Items from a dataset:
____
PR #2026, opened 2022-01-26
CPU Modification Outfits

LJDude:
I've added some outfits that increase ships' CPU capacity since I saw that nothing but the Left Boot did that:

Efficiency Combat AI: Medium utility, requires heavy weapon license, only one combat ai per ship etc. same as the other Combat AIs. This provides a 5% increase in CPU capacity. If that proves to be too much, it could be nerfed down to 4% or 3%.
If "Efficiency" turns our to be an unsuitable name, we could use some variation of "Overclock" instead. 

Auxiliary Processing Units: Structure outfits that provide a set amount of CPU capacity at the cost of mass and energy. Comparable to Shield Capacitors and Batteries. If we wanted to make the graphics relatively simple, we could reuse the graphics from those with some different colors and call these something like "Advanced Processor Capacitors" instead.

Please don't mind the extra commits of me merging stuff into main.

### DIFF
--- a/dat/outfits/structure/auxiliary_processing_unit_i.xml
+++ b/dat/outfits/structure/auxiliary_processing_unit_i.xml
@@ -1,0 +1,16 @@
+<?xml version='1.0' encoding='UTF-8'?>
+<outfit name="Auxiliary Proccessing Unit I">
+ <general>
+  <typename>CPU Modifier</typename>
+  <slot>structure</slot>
+  <size>small</size>
+  <mass>15</mass>
+  <price>20000</price>
+  <description>An additional proccessing unit to supplement the main processor of the core system, giving small ships a little more processing power.</description>
+  <gfx_store>placeholder.webp</gfx_store>
+  <cpu>5</cpu>
+ </general>
+ <specific type="modification">
+  <energy_regen_malus>4</energy_regen_malus>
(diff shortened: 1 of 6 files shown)


bobbens:
For graphics, I would just use the old APU graphics, and replace the graphics for the outfits they are being used now. I'm sort of trying the outfits now, but it could be just that everything is already balanced around not having extra CPU that I have a hard time thinking of good usage cases. Would you happen to have any examples where APUs and such really shine?

LJDude:
Sure. The three that come to my mind are:
1. Mini bays and docks on medium ships: mini bays and docks take up a lot of CPU power and its often hard to use them on a medium ship properly without using a medium-heavy core and/or the Left Boot. I'm not sure if there are any meodum shops besides the za'lek's that have bay slots, but the issue is still there.
2. Low stage soromid ships: I remember my soromid reaver starting out with _three_ cpu. I don't think that's enough to run even an ultralight weapon. I'm guessing that other soromid ships are similar, but I'd have to check to be sure.
3. Say someone wants to be a madman and put a ripper cannon on a shark. Well, with an APU, the ECAI, and Left Boot all together, you could do that and probably still have some left over.

bobbens:
Looks good, thanks!

PR #2027, opened 2022-01-27
Za'lek Cores and Outfit Rework

bobbens:
In order to further differentiate ships and make things a little less uniform, I'm working on giving Za'lek their own cores and reworking outfits to work with them. I'm interested in getting feedback on the changes.

Basic ideas for Za'lek outfits and cores is as follow:
1. More CPU
2. Less energy and energy regen
3. Less mass
4. Competitive with existing top tier cores

This is applied to the following outfits:
1. New system and engine cores
2. All beam weapons

One other change that I've had to do to make destroyer systems less appealing to corvettes is to increase their mass. However, at the same time I have lowered the mass of the destroyers so, in general, there should be no change for all ships equipping their corresponding core. There is, however, one exception. The Starbridge already has very low mass so I haven't touched it, which sort of leads to it being nerfed. I'm not entirely sure how to fix that without making the patagium engine either too good, or making it lighter than a corvette.

### Cores
The idea is for the Za'lek to use their own engines and systems, and rely on the low-end unicorp armours. For this reason two new lines of engines and systems are introduced. Currently these only exist in medium and large formats given that the Za'lek drones have all the functionality directly built in and are not player-acquirable.

* **Za'lek Central Kernel (ZCK):** are the new systems. They use the naming system `ZCK-(M,H)-{MASS}`. They have roughly 50% of the energy, 200% CPU, and 100% shields of MilSpec Orion cores.
* **Za'lek Primary Drives (ZPD):** are the new engines. They use the naming system `ZPD-(M,H)-{MASS LIMIT}`. They are roughly like the equivalent Tricon engines, but with 60%ish mass limit, much lower energy consumption, have a bit more speed vs thrust/turn, and also use a tiny amount of CPU (significant if not using ZCK).

The cores are designed to complement each other well, giving much more CPU with lower mass at the expense of much less energy regen and mass limit. This makes them work really well with the new Za'lek weapons, but trickier to use with other weapons due to low energy.

### (Beam) Weapons
The Za'lek beam weapons have had their CPU usage double, but mass and energy usage halved. They are usable with the Za'lek cores, but outside of specific set-ups, they are hard to use with other cores due to high CPU usage. However, they can be used and complemented with launchers.

### Fighter Bays
The Za'lek fighter bays are significantly lighter now, but use significantly more CPU. In general, you won't be able to use more than one or two without the Za'lek cores on other ships.

### Testing
This is still a sort of preliminary stage, so I haven't tightly integrated anything else. I'm interested in getting feedback on how it feels. In particular, the following questions are important:
1. Can you equip Za'lek ships enjoyably?
2. Are there any broken combinations that appear by mixing Za'lek and non-Za'lek cores?
3. Are the Za'lek weapons/bays still somewhat usable with other ships?
4. Do things feel balanced?

You can give yourself all the cores with the following code (they are also available at Zied):
```
for k,o in ipairs{
   "ZPD-H-2500 Drive",
   "ZCK-H-250 Kernel",
   "ZPD-H-4000 Drive",
   "ZCK-H-600 Kernel",
   "ZPD-M-500 Drive",
   "ZCK-M-40 Kernel",
   "ZPD-M-900 Drive",
   "ZCK-M-160 Kernel",
} do
   player.outfitAdd( o, 5 )
end
```

### TODO

- [x] Create medium and large core outfits
- [x] Tweak all the Za'lek beams and fighter bays to fit the paradigm
- [ ] In depth testing
- [ ] Add the outfits for sale
- [ ] Add the outfits to the equip scripts
- [ ] Tweak the launchers
- [ ] (optional) Add light cores too
- [ ] (optional) Add some structural outfits that work with the low mass paradigm (maybe cost CPU or something else?)


nenau-again:
I am in doubt on the topic of faction-specific cores.
Basically that would mean we tend towards a situation where every single ship has its own specific cores, from which would result that the concept of interchangeable cores would be pointless, but hard to defend against exploits.
If we create faction-specific cores, we will have to decide if the modifiers on ships are still useful: for example zaleks have stronger shields and lower armor, but that can be achieved via modifiers on ships (as now) or via special cores (which would lead all ships to be nearly equivalent, except for the number of slots), or finally it can be done via a bit of modifiers and a bit of special cores, which is confusing.

I think we should clearly decide what should be given by the cores and what should come with the ship model (maybe that has been done back then when the core concept was introduced) Because I get the feeling that diversifying cores like that is making things overly complex for no real benefit for the regular player, and exposes us to exploits. Plus, it makes balancing really hard.

bobbens:
> I am in doubt on the topic of faction-specific cores. Basically that would mean we tend towards a situation where every single ship has its own specific cores, from which would result that the concept of interchangeable cores would be pointless, but hard to defend against exploits. If we create faction-specific cores, we will have to decide if the modifiers on ships are still useful: for example zaleks have stronger shields and lower armor, but that can be achieved via modifiers on ships (as now) or via special cores (which would lead all ships to be nearly equivalent, except for the number of slots), or finally it can be done via a bit of modifiers and a bit of special cores, which is confusing.

I think that's a valid criticism. As you mention, giving exclusive access to slots to factions does lower the slot sharing mechanic, and blurs the line between ship and core bonuses.

> I think we should clearly decide what should be given by the cores and what should come with the ship model (maybe that has been done back then when the core concept was introduced) Because I get the feeling that diversifying cores like that is making things overly complex for no real benefit for the regular player, and exposes us to exploits. Plus, it makes balancing really hard.

I don't think we necessarily need a perfect balance. There will always be some stronger combinations, and as a single-player game, I don't see that as being much of an issue. Maybe instead of focusing it as a "Za'lek faction slots" it might make more sense to think of it as "high tech" vs "low tech". Right now, all the outfits are balanced on a single tier, which while it is easiest to do, it makes it so everything is boring and bland. Basically most weapons are just minor flavours of the same thing: same EPS, DPS, etc. with only the damage type changing. That is bad. Some ideas to combat this are:
1. Diversify weapons (like my changes to bioplasma and laser, but this basically focuses on changing range/damage not EPS/DPS)
2. Do a differentiation between high / low tech. Such that high tech outfits require more CPU, but less mass/energy, while low tech outfits require more mass/energy, but less CPU. Although I was working on doing it faction-specific, it could be done on a more general level. I can imagine Za'lek+Thurion using high tech, Dvaered using low tech, Soromid/Empire/Proteron/Sirius using a mix or mid tech. Currently things like mace rockets and launchers do act as low tech (although no energy usage), while other weapons would be mid-tech type

tl;dr I'm not set on doing faction cores and outfit trees, but we need to think about how to differentiate things a bit more than what we have

PhoenixRiver:
To add to the high/mid/low tech idea to make it a little more durable against "hacking" or at least balanced is maybe to have pirates (and maybe other factions via them or directly) steal ship organisation ideas from the player for themselves -> I feel like the pirates are a natural fit for this but government agents might be interested in doing the same if the player ship is clearly superior! (e.g. EPS/DPS calculation).
Maybe the faction wanting a copy of the has to "engage" in a mission against the player... so the player might get tailed by a faction ship and/or get scanning messages keep showing up on their flight feed and/or have suspicious people turn up at the bar interested in talking to the player about their ships and/or get attacked and disabled with the boarding party wanting to steal the ships' plans. The player might get the option of killing or trying to stop this or else trying to deceive them or just selling them the plans.
Granted all of this might lead to other "attacks" against the game like making pirates use high DPS/EPS ships that have terrible armour or stealth etc. but at that point maybe the player deserves to have an edge given the amount of effort that might take! ;)
It might also be fun for the player to face off against a mirror of their own ship piloted by the AI :D

PhoenixRiver:
Sudden thought... one thing that worried me when I was playing is that there are an awful lot of things, particularly core outfits on the outfit pages of stations and planets... however, most of the time, they are little to no use to me because they are not the correct size for my current vessel or even an vessel I own.
What seemed like a good idea then would be for the pages that have only specific items ("weapons", "cores" etc.) defaulting to only showing those that would fit your current ship and have a toggle to show everything else.
This way the player does not lose visibility of how much is offered in total on the first page of the outfit shop but does have their choice reduced when they choose specific areas to what is most useful to them at the present moment (with an option to change that if they want)...
I might also suggest that a page be dedicated to outfits the player already owns but does not have fitted that they can sell at this location (i.e. they are also sold here)... as, due to the large number of outfits, it can be hard to locate the outfit I want to sell at places where I am most likely to sell it... places with lots of interesting outfits! : D

PhoenixRiver:
> You'll be glad to hear that we have something like that already :) You can choose only stuff equipable by your ship or stuff equipable by any of your ships too. There is no selling interface (as in only show stuff you own), but that could be added. Might make more sense to just allow the player to sell anything from the equipment window though.

Oh! I hadn't realised... I guess it is not in the Steam version (0.9.2) yet or I'm doing something wrong?
Selling from the equipment screen would make sense though maybe an alert would have to pop up for items that can't be sold at that outfitters explaining why not.

I was also going to suggest that the little letters in the corners of the outfit icons match the ones for the menu tab in the outfitters but then I realised there is a mismatch due to Cores all being put together and being removed from the ones they would naturally be in. I don't know if that'd helpthough, the letters are pretty small (at least at my res. and font size.

bobbens:
Closing as this is quite dead.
____
Instructions to follow:
Considering only the data above, return the lines in which "even" occurs.

Task solution:
2. Low stage soromid ships: I remember my soromid reaver starting out with _three_ cpu. I don't think that's enough to run even an ultralight weapon. I'm guessing that other soromid ships are similar, but I'd have to check to be sure.
Sudden thought... one thing that worried me when I was playing is that there are an awful lot of things, particularly core outfits on the outfit pages of stations and planets... however, most of the time, they are little to no use to me because they are not the correct size for my current vessel or even an vessel I own.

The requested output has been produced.